(WHAT YOU ARE ASKED TO DO) Find the line that contains "are current OSARA". Output it and every line after it to the end of the records, exactly as they appear.

(Collected data entries)
▬▬▬
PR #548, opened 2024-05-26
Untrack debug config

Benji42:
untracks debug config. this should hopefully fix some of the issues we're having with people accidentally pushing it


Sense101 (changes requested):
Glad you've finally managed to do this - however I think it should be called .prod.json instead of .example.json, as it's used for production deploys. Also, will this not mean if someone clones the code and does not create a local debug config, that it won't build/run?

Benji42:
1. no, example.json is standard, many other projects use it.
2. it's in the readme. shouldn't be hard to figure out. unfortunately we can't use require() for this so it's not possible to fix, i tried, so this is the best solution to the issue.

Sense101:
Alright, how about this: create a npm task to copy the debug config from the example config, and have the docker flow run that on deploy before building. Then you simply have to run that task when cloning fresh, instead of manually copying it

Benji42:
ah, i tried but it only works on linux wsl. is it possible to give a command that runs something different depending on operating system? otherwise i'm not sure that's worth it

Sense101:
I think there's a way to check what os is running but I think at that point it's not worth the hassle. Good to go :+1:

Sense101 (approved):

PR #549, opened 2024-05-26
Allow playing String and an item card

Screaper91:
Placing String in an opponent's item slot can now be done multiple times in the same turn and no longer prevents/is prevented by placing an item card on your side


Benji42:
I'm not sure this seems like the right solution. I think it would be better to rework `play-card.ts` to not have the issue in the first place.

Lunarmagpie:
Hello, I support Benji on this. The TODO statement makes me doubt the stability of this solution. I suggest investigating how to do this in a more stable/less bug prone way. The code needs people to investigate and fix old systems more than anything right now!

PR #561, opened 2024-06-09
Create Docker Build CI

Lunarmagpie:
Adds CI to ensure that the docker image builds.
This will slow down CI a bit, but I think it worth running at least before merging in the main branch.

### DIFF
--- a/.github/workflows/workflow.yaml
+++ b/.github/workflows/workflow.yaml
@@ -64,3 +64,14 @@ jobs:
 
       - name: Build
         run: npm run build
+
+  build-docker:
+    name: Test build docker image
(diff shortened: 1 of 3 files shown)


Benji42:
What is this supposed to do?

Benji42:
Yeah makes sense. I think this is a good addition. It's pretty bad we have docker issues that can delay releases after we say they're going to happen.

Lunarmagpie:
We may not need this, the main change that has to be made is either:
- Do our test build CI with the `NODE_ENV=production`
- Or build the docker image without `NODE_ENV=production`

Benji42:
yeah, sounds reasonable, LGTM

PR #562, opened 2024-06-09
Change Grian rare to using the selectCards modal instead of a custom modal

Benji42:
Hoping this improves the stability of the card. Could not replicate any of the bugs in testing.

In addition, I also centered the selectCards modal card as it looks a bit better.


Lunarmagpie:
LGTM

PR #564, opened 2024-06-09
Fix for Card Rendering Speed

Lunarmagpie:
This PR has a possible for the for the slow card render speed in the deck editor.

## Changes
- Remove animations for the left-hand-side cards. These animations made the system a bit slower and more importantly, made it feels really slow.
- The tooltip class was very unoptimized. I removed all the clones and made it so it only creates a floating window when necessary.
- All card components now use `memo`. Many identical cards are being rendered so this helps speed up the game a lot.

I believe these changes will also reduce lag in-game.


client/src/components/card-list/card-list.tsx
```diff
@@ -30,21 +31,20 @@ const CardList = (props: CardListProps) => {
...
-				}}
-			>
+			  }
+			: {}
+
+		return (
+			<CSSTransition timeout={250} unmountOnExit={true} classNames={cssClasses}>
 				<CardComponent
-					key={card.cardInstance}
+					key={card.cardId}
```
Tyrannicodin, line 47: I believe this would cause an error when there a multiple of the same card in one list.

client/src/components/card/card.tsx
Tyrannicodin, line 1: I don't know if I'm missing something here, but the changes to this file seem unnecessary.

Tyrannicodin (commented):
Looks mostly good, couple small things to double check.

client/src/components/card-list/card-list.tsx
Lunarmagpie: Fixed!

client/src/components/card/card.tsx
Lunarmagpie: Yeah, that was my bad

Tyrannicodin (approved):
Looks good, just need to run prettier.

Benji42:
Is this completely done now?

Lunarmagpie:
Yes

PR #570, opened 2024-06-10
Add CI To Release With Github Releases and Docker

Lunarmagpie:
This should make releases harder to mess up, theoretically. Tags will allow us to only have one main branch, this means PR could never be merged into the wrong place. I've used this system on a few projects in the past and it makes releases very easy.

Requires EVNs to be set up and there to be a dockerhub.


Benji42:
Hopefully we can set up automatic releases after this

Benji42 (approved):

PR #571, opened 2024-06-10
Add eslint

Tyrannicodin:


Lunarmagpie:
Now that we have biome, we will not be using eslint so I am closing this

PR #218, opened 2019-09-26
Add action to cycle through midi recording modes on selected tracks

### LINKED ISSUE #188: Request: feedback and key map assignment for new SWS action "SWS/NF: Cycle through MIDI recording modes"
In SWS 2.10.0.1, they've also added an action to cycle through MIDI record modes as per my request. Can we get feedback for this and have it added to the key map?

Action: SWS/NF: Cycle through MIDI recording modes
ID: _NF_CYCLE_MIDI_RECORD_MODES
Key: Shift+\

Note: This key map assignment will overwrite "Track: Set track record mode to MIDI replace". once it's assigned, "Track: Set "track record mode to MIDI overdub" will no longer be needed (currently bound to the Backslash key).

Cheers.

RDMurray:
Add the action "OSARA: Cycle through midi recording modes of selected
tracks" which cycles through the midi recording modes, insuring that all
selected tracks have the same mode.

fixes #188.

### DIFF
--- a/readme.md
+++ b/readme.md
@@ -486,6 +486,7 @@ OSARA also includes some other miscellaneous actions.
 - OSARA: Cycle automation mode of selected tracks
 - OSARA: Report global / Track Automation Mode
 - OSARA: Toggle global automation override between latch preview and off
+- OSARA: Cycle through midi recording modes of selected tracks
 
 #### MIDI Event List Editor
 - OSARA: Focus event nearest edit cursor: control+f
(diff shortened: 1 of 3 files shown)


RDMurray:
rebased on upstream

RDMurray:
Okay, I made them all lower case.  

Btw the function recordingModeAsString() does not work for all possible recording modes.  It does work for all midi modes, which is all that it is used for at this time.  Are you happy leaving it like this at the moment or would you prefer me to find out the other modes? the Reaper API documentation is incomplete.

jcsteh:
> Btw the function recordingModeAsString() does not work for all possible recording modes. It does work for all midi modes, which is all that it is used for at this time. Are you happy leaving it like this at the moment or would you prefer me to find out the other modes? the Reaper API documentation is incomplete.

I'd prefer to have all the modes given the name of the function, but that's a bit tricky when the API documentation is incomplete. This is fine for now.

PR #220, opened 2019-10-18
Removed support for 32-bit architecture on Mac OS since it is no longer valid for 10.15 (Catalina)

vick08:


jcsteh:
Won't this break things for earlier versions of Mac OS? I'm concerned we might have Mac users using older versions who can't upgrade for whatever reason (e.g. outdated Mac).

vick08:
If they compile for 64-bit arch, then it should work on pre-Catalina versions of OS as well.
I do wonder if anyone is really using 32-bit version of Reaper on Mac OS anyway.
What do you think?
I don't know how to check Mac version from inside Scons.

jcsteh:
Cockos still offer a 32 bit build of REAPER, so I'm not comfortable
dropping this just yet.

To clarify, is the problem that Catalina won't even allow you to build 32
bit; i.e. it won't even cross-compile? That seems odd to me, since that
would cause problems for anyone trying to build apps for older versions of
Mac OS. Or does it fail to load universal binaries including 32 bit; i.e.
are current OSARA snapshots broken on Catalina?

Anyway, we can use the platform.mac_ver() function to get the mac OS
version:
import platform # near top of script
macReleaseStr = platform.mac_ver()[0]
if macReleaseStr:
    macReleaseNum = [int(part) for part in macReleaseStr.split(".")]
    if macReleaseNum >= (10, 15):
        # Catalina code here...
▬▬▬
(REPLY TO THE EXERCISE)
are current OSARA snapshots broken on Catalina?

Anyway, we can use the platform.mac_ver() function to get the mac OS
version:
import platform # near top of script
macReleaseStr = platform.mac_ver()[0]
if macReleaseStr:
    macReleaseNum = [int(part) for part in macReleaseStr.split(".")]
    if macReleaseNum >= (10, 15):
        # Catalina code here...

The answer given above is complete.